Further areas of applicability of the present invention will become apparent from the detailed description provided hereinafter. It should be understood that the detailed description and specific examples, while indicating the preferred embodiment of the invention, are intended for purposes of illustration only and are not intended to limit the scope of the invention.[0008]
BRIEF DESCRIPTION OF THE DRAWINGS

The present invention will become more fully understood from the detailed description and the accompanying drawings, wherein: [0009]

FIG. 1 is a relationship chart showing class relationships between GroupedMultivariateData, MultivariateData, GroupedDataElement, DataElement, and Comparable classes. [0010]

FIG. 2 is a relationship chart showing class relationships between DataSet, DataCollection, LinkedList, and TreeSet classes. [0011]

FIG. 3 is a chart showing class relationships between PolynomialRelationship, LinearRelationship, and Relationship. [0012]

FIG. 4 is a chart showing the class relationships between Number, MutableNumber, MutableInteger, MutableFloat, MutableDouble, MutableShort, MutableByte, and MutableLong classes. [0013]

FIG. 5 is a relationship chart illustrating relationships between MultivariateData, GroupedMultivariateData, BivariateDouble, GroupedBivariateDouble, UnivariateDoubleElement, BivariateDoubleElement, UnivariateDouble, and GroupedUnivariateDouble. [0014]

FIG. 6 is a block diagram of one configuration of a storage area network (SAN) including a computing device comprising a processor and a operatively coupled memory having data structures stored within that are instances of the GroupedDataElement class and the LinearRelationship class, and a medium on which machine readable instructions are recorded.[0015]
DETAILED DESCRIPTION OF THE PREFERRED EMBODIMENTS

The following description of the preferred embodiment(s) is merely exemplary in nature and is in no way intended to limit the invention, its application, or uses. [0016]

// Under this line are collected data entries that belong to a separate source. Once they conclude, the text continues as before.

PR #1544, opened 2023-03-23
fix notehead bounding box

### LINKED ISSUE #556: Can't obtain Notehead Bounding Box
After everything is formatted, my_notehead.getBoundingBox() gives the error "Can't call
getBoundingBox on an unformatted note.", because my_notehead.preFormatted is set to false.
However, there are four variables needed for the calculation, all of which are returning good values -- therefore the bounding box should be obtainable!

The variables are:
my_notehead.stave.getSpacingBetweenLines() 
my_notehead.getAbsoluteX()
my_notehead.width
my_notehead.y

oriented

In one configuration, a statistics package is a set of classes used for the purpose of performing statistical tests. Although this set of classes is suitable for use in general statistical modeling, in one configuration, the set of classes is used to provide enhanced manipulation of data gathered over a storage area network (SAN). The statistics package in this configuration provides basic interfaces, including DataElement, a building block of the statistics package, Relationship, a definition of a derived relationship between one or more independent variables and one or more dependent variables, DataCollection, a class used to group a set of DataElements together, and Statistics, a set of static methods for manipulating DataCollections to obtain Relationships and other useful measurements. [0017]

The Statistics class in one embodiment provides several static methods for getting relationships, performing grouping, data reduction, and variance testing over a collection of data elements. The Statistics class in one configuration includes a set of static methods for manipulating DataCollections to obtain Relationships and other useful measurements. Also in one configuration, the Statistics class also provides static methods for performing grouping, data reduction, and variance testing over a collection of data elements. The static methods in the Statistics class in this configuration include:[0018]

getMean(in data:DataCollection):DataElement [0019]

getRelationship(in data:in confidence double):Relationship [0020]

getRange(in data:DataCollection):DataElement [0021]

getStandardDeviation(in data:DataCollection):DataElement [0022]

getSum(in data:DataCollection):DataElement [0023]

group(in data:DataCollection, in index:int, in interval:Number):DataSet [0024]

inSample(in data:DataCollection, in confidence:double):boolean [0025]

reduceData(in data:DataCollection, in isDiscrete:boolean):DataSet[0026]

FIG. 1 is a relationship chart showing class relationships between GroupedMultivariateData [0027] 12, MultivariateData 22, GroupedDataElement 10, DataElement, and Comparable classes. The DataElement class and GroupedDataElement class 10 are representations of data. Because of their relationships, each instance of a GroupedDataElement includes member elements count 14, range 16, standardDeviation 18, and data 20 which are inherited from GroupedMultivariateData 12 and MultivariateData 22.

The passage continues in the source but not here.